Len is dying of prostate cancer and we’re in the living room of his home (in Basildon, obviously) where a bedside vigil is in progress – sister Doreen (who lives with Len) & her son Barry (for whom Len was a father figure) and Len’s best mate Ken; neighbour Pam is on tea duty. We’re soon joined by estranged sister Maureen who won’t talk to her sister (and vice versa) directly. The family feud is revealed but not understood. Doreen is further upset when it becomes obvious that Ken knows more about Len’s wishes than she does.

We move on to the wake, joined by Barry’s wife Jackie and Maureen’s daughter Shelley & her boyfriend. Shelley is the one member of the family who escaped to university. She became a teacher and returned to the East End where the family originated and where she now lives with boyfriend Tom, who’s own escape was in the opposite direction from his investment banker dad.
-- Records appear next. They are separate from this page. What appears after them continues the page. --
PR #1239, opened 2015-10-05
Fix duplicate resources inside included in compound document.

### LINKED ISSUE #1202: Duplicate resource object in compound document
There's a bug here (unless I'm reading something wrong) and I can't find an open issue that describes this. Please forgive me if this is a duplicate.

**Reproduction set-up**

Making a [compound document](http://jsonapi.org/format/#document-compound-documents) using `include`. It contains an `Organization`, which `has_many :people`, and `Person` `belongs_to :organization` (there are many other cases that would reproduce this, I think). I have an organization with ID 1, and some people belonging to that organization. The document would have an array of people in the `included` key.

**The bug**

The JSON API spec says:

> A compound document MUST NOT include more than one resource object for each type and id pair.

The `compound document` consists of a document containing both `data` and `included` top-level keys. The `data` is just the `Organization` with ID 1, which has `relationships` which has `people` which has `data`, which is an array of `Person` objects with just `type` (==`people`) and `id`.

In the `included` top-level key, you have the `Person` entities related to the organization. But also, the `Organization` appears here. So you have two resource objects in the same compound document with the same type (`organization`) and ID (`1`). That's a bug, right?

beauby:
This fixes #1202.

### DIFF
--- a/lib/active_model/serializer/adapter/json_api.rb
+++ b/lib/active_model/serializer/adapter/json_api.rb
@@ -81,15 +81,17 @@ module ActiveModel
 
         def serializable_hash_for_collection(options)
           hash = { data: [] }
+          included = []
           serializer.each do |s|
             result = self.class.new(s, instance_options.merge(fieldset: fieldset)).serializable_hash(options)
             hash[:data] << result[:data]
+            next unless result[:included]
 
-            if result[:included]
-              hash[:included] ||= []
-              hash[:included] |= result[:included]
-            end
+            included |= result[:included]
           end
+
+          included.delete_if { |resource| hash[:data].include?(resource) }
+          hash[:included] = included if included.any?
 
           if serializer.paginated?
             hash[:links] ||= {}
@@ -102,9 +104,10 @@ module ActiveModel
         def serializable_hash_for_single_resource
           primary_data = primary_data_for(serializer)
           relationships = relationships_for(serializer)
-          included = included_resources(@include_tree)
+          primary_data[:relationships] = relationships if relationships.any?
           hash = { data: primary_data }
-          hash[:data][:relationships] = relationships if relationships.any?
+
+          included = included_resources(@include_tree, [primary_data])
           hash[:included] = included if included.any?
 
           hash
@@ -171,31 +174,31 @@ module ActiveModel
           end
         end
 
-        def included_resources(include_tree)
+        def included_resources(include_tree, primary_data)
           included = []
 
           serializer.associations(include_tree).each do |association|
-            add_included_resources_for(association.serializer, include_tree[association.key], included)
+            add_included_resources_for(association.serializer, include_tree[association.key], primary_data, included)
           end
 
           included
         end
 
-        def add_included_resources_for(serializer, include_tree, included)
+        def add_included_resources_for(serializer, include_tree, primary_data, included)
           if serializer.respond_to?(:each)
-            serializer.each { |s| add_included_resources_for(s, include_tree, included) }
+            serializer.each { |s| add_included_resources_for(s, include_tree, primary_data, included) }
           else
             return unless serializer && serializer.object
 
-            primary_data = primary_data_for(serializer)
+            resource_object = primary_data_for(serializer)
             relationships = relationships_for(serializer)
-            primary_data[:relationships] = relationships if relationships.any?
+            resource_object[:relationships] = relationships if relationships.any?
 
-            return if included.include?(primary_data)
-            included.push(primary_data)
+            return if included.include?(resource_object) || primary_data.include?(resource_object)
+            included.push(resource_object)
 
             serializer.associations(include_tree).each do |association|
-              add_included_resources_for(association.serializer, include_tree[association.key], included)
+              add_included_resources_for(association.serializer, include_tree[association.key], primary_data, included)
             end
           end
         end
--- a/test/adapter/json_api/linked_test.rb
+++ b/test/adapter/json_api/linked_test.rb
@@ -289,11 +289,12 @@ module ActiveModel
 
           class PostSerializer < ActiveModel::Serializer
             type 'posts'
-            class AuthorSerializer < ActiveModel::Serializer
-              type 'authors'
-              has_many :posts, serializer: PostSerializer
-            end
-            belongs_to :author, serializer: AuthorSerializer
+            belongs_to :author
+          end
+
+          class AuthorSerializer < ActiveModel::Serializer
+            type 'authors'
+            has_many :posts
           end
 
           def setup
@@ -313,7 +314,6 @@ module ActiveModel
 
           def test_no_duplicates
             hash = ActiveModel::SerializableResource.new(@post1, adapter: :json_api,
-                                                                 serializer: PostSerializer,
                                                                  include: '*.*')
                    .serializable_hash
             expected = [
@@ -343,7 +343,6 @@ module ActiveModel
           def test_no_duplicates_collection
             hash = ActiveModel::SerializableResource.new(
               [@post1, @post2], adapter: :json_api,
-                                each_serializer: PostSerializer,
                                 include: '*.*')
                    .serializable_hash
             expected = [
--- a/test/adapter/json_api/linked_test.rb
+++ b/test/adapter/json_api/linked_test.rb
@@ -1,11 +1,16 @@
 require 'test_helper'
+
+NestedPost = Class.new(Model)
+class NestedPostSerializer < ActiveModel::Serializer
+  has_many :nested_posts
+end
+
 module ActiveModel
   class Serializer
     module Adapter
       class JsonApi
         class LinkedTest < Minitest::Test
           def setup
-            ActionController::Base.cache_store.clear
             @author1 = Author.new(id: 1, name: 'Steve K.')
             @author2 = Author.new(id: 2, name: 'Tenderlove')
             @bio1 = Bio.new(id: 1, content: 'AMS Contributor')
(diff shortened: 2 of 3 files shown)


beauby:
@hut8 Could you test this patch?

hut8:
@beauby The test LGTM. It does appear to stop producing the duplicate I saw in the original issue. Thanks!

NullVoxPopuli:
Thanks for verifying @hut8.

@beauby this looks good to me.

lib/active_model/serializer/adapter/json_api.rb
```diff
@@ -84,13 +84,15 @@ def serializable_hash_for_collection(options)
...
             result = self.class.new(s, instance_options.merge(fieldset: fieldset)).serializable_hash(options)
             hash[:data] << result[:data]
+            next unless result[:included]
 
-            if result[:included]
-              hash[:included] ||= []
-              hash[:included] |= result[:included]
-            end
+            hash[:included] ||= []
+            hash[:included] |= result[:included]
```
NullVoxPopuli: why bitwise `or` here?

lib/active_model/serializer/adapter/json_api.rb
```diff
@@ -84,13 +84,15 @@ def serializable_hash_for_collection(options)
...
           end
 
+          hash[:included].delete_if { |resource| Array(hash[:data]).include?(resource) } if hash[:included]
+          hash.delete(:included) if hash[:included] && hash[:included].empty?
```
NullVoxPopuli: can these two lines be extracted to a method?

test/adapter/json_api/linked_test.rb
```diff
@@ -277,6 +277,79 @@ def test_nil_link_with_specified_serializer
...
           end
         end
+
+        class NoDuplicatesTest < Minitest::Test
+          Post = Class.new(::Model)
+          Author = Class.new(::Model)
+
+          class PostSerializer < ActiveModel::Serializer
+            type 'posts'
+            class AuthorSerializer < ActiveModel::Serializer
```
NullVoxPopuli: nested serializers :-)

lib/active_model/serializer/adapter/json_api.rb
hut8:
```
[7] pry(main)> lol ||= []
[]
[8] pry(main)> lol |= [1,2,3]
[
    [0] 1,
    [1] 2,
    [2] 3
]
[9] pry(main)> lol
[
    [0] 1,
    [1] 2,
    [2] 3
]
```

It's fancy syntax for a union

NullVoxPopuli: woah. that is fancy. TIL

beauby:
Rebased.

lib/active_model/serializer/adapter/json_api.rb
```diff
@@ -81,16 +81,18 @@ def fragment_cache(cached_hash, non_cached_hash)
...
+            next unless result[:included]
 
-            if result[:included]
-              hash[:included] ||= []
-              hash[:included] |= result[:included]
-            end
+            included |= result[:included]
           end
 
+          included.delete_if { |resource| hash[:data].include?(resource) }
```
joaomdmoura: I see we are deleting here the duplicated resource, but it seems hacky, it's not addressing the problem itself, just working around it, did you found the main issue causing this?

lib/active_model/serializer/adapter/json_api.rb
```diff
@@ -171,31 +174,31 @@ def relationships_for(serializer)
...
 
-            primary_data = primary_data_for(serializer)
+            resource_object = primary_data_for(serializer)
             relationships = relationships_for(serializer)
-            primary_data[:relationships] = relationships if relationships.any?
+            resource_object[:relationships] = relationships if relationships.any?
 
-            return if included.include?(primary_data)
-            included.push(primary_data)
+            return if included.include?(resource_object) || primary_data.include?(resource_object)
```

test/adapter/json_api/linked_test.rb
joaomdmoura: Would be nice to have another scenario using non-nested serializers :smile:

lib/active_model/serializer/adapter/json_api.rb
beauby: It is a structural issue. When the primary resource is a single resource (`serializable_hash_for_single_resource`), we make sure we do not add to `included` any related resource that is the primary resource. However, when the primary resource is a collection (`serializable_hash_for_collection`), the adapter works by computing the hash for every resource independently, and then combining the hashes into a big one. This has the advantage of clear code, but the disadvantage that when serializing `[a, b]` where `a` includes `b`, we have no other choice than manually removing duplicates when aggregating.

joaomdmoura:
@beauby just checked it, made few comments on it for you to check

test/adapter/json_api/linked_test.rb
beauby: We need #1225 for that. The reason is that if we do not use nested serializers here, we have a namespacing issue. With #1225, we can declare the serializers in a non-nested way and it will still use the right one.

beauby:
@joaomdmoura Answered ;)

lib/active_model/serializer/adapter/json_api.rb
joaomdmoura: got it :wink:

joaomdmoura:
LGTM :+1:

test/adapter/json_api/linked_test.rb
```diff
@@ -1,11 +1,16 @@
 require 'test_helper'
+
+NestedPost = Class.new(Model)
+class NestedPostSerializer < ActiveModel::Serializer
```
NullVoxPopuli: I'd say because this model *and* serializer are created here, and specific to this test, they should be namespaced under the test. :-\

lib/active_model/serializer/adapter/json_api.rb
```diff
@@ -102,9 +104,10 @@ def serializable_hash_for_collection(options)
         def serializable_hash_for_single_resource
           primary_data = primary_data_for(serializer)
           relationships = relationships_for(serializer)
-          included = included_resources(@include_tree)
+          primary_data[:relationships] = relationships if relationships.any?
```
bf4: simple refactor, nice

lib/active_model/serializer/adapter/json_api.rb
```diff
@@ -102,9 +104,10 @@ def serializable_hash_for_collection(options)
...
           hash = { data: primary_data }
-          hash[:data][:relationships] = relationships if relationships.any?
+
+          included = included_resources(@include_tree, [primary_data])
```
bf4: so, `included_resources` now takes in `[primary_data]` as a second argument

lib/active_model/serializer/adapter/json_api.rb
```diff
@@ -171,31 +174,31 @@ def relationships_for(serializer)
           end
         end
 
-        def included_resources(include_tree)
+        def included_resources(include_tree, primary_data)
           included = []
 
           serializer.associations(include_tree).each do |association|
-            add_included_resources_for(association.serializer, include_tree[association.key], included)
+            add_included_resources_for(association.serializer, include_tree[association.key], primary_data, included)
```
bf4: and `add_included_resources_for` passes `primary_data` through

lib/active_model/serializer/adapter/json_api.rb
beauby: Yes, this is to ensure, preemptively, that we do not include any of the primary data in the `included` hash when building the hash for a single resource.

lib/active_model/serializer/adapter/json_api.rb
```diff
@@ -171,31 +174,31 @@ def relationships_for(serializer)
...
           end
 
           included
         end
 
-        def add_included_resources_for(serializer, include_tree, included)
+        def add_included_resources_for(serializer, include_tree, primary_data, included)
           if serializer.respond_to?(:each)
-            serializer.each { |s| add_included_resources_for(s, include_tree, included) }
+            serializer.each { |s| add_included_resources_for(s, include_tree, primary_data, included) }
```
bf4: and primary_data (which is `[primary_data]`) is a new argument to `add_included_resources_for`

lib/active_model/serializer/adapter/json_api.rb
```diff
@@ -171,31 +174,31 @@ def relationships_for(serializer)
...
           else
             return unless serializer && serializer.object
 
-            primary_data = primary_data_for(serializer)
+            resource_object = primary_data_for(serializer)
             relationships = relationships_for(serializer)
-            primary_data[:relationships] = relationships if relationships.any?
+            resource_object[:relationships] = relationships if relationships.any?
```
bf4: nice refactor

lib/active_model/serializer/adapter/json_api.rb
bf4: And we add `primary_data.include?(resource_object)` ( which is true when `[primary_data].include(resource_object)` which is approx `[primary_data_for(serializer).update(relationships: relationships_for(serializer))].include(primary_data_for(serializer)update(relationships: relationships_for(serializer))`) i.e. primary data is for same serializer) as condition to return early

lib/active_model/serializer/adapter/json_api.rb
```diff
@@ -171,31 +174,31 @@ def relationships_for(serializer)
...
 
-            return if included.include?(primary_data)
-            included.push(primary_data)
+            return if included.include?(resource_object) || primary_data.include?(resource_object)
+            included.push(resource_object)
 
             serializer.associations(include_tree).each do |association|
-              add_included_resources_for(association.serializer, include_tree[association.key], included)
+              add_included_resources_for(association.serializer, include_tree[association.key], primary_data, included)
```
bf4: and pass along our `[primary_data]` again to `add_included_resources_for`

test/adapter/json_api/linked_test.rb
bf4: I think we agree we'll start doing that soon

lib/active_model/serializer/adapter/json_api.rb
```diff
@@ -81,16 +81,18 @@ def fragment_cache(cached_hash, non_cached_hash)
...
           serializer.each do |s|
             result = self.class.new(s, instance_options.merge(fieldset: fieldset)).serializable_hash(options)
             hash[:data] << result[:data]
+            next unless result[:included]
 
-            if result[:included]
-              hash[:included] ||= []
-              hash[:included] |= result[:included]
-            end
+            included |= result[:included]
```
bf4: refactor

lib/active_model/serializer/adapter/json_api.rb
bf4: deletes resource from `included` if is a root resource

this included stuff is getting messy. needs a refactor before it sends even more vines through the class

beauby: I believe it is the best we can achieve without refactoring the adapter so that it does not call itself recursively for collections (which I'm in favor of, in a subsequent PR). The scope of this PR was to fix a behavior breaking JSON API spec, without modifying the adapter too much.

bf4:
I'm ok to merge, but we need to admit that this inclusion stuff has been a source of bugs and increasing complexity.  IMHO, it deserves its own object

beauby:
@bf4 We agree. I'm happy to work on a refactor once this is merged.

test/adapter/json_api/linked_test.rb
beauby: Yes. Let's leave them there for now, and take care of it during the Great Test Refactor.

The family feud is further fueled by the reading of a letter from Len laying out the highlights of his will, but we still don’t understand its origin. We finally flash back 18 years where the circumstances of the rift are at last revealed.

This is a very believable family story, but the play has at least two more layers. It shows the late 20th century exodus from the East End via inner Essex towns like Romford to places like Basildon even further away. We glimpse the reasons for the moves and attitudes that accompanied them. Furthermore, it explores how the political changes of the last 30 years have impacted these particular working class families. I lived and worked in Essex for 18 years during this period and it oozes authenticity. The family story also resonates with me!

The theatre has been reconfigured for Dominic Cooke’s pitch perfect production, with the audience on two sides and two levels. Though this does provide a bit of a bear pit for the family exchanges (well, from where I was sitting anyway), I’m not sure it was worth the trouble and expense.

The performances are uniformly excellent. Linda Bassett and Ruth Sheen are both terrific as the sisters, both in estrangement and closeness. Lee Ross brilliantly conveys the complex set of emotions Barry experiences – living with the family feud, his hinted financial troubles and Jackie’s more overt desperation for her own home and child (superbly played by Debbie Chasen). Peter Wight’s conveys that special relationship of ‘the best mate’ with a nice touch of old man letch.

It owes something to Mike Leigh (and there are a couple of Leigh regulars in the cast and a reference to his most famous play), but it’s an original, well structured and deeply rewarding play which will undoubtedly feature in the list of 2012’s best and another must-see at the Royal Court.